◆ YOUR TASK ◆
Which lines below contain the word "icons"? Copy each one.

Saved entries
PR #867, opened 2020-04-03
NXP-28858: Adding bulk Add and Remove enrichment icons

andreinechaev:


addons/nuxeo-ai-core/elements/actions/nuxeo-ai-bulk-add.js
```diff
@@ -39,7 +39,7 @@ class BulkAddButton extends mixinBehaviors([I18nBehavior, FiltersBehavior], Nuxe
         operation="Bulk.RunAction"
         input="[[provider]]"
         params='{ action: "bulkEnrich", parameters: "{}" }'
-        icon="icons:speaker-notes"
+        icon="nuxeo-ai:nuxeo-ai-bots-on"
```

◆ ANSWER SECTION ◆
NXP-28858: Adding bulk Add and Remove enrichment icons
-        icon="icons:speaker-notes"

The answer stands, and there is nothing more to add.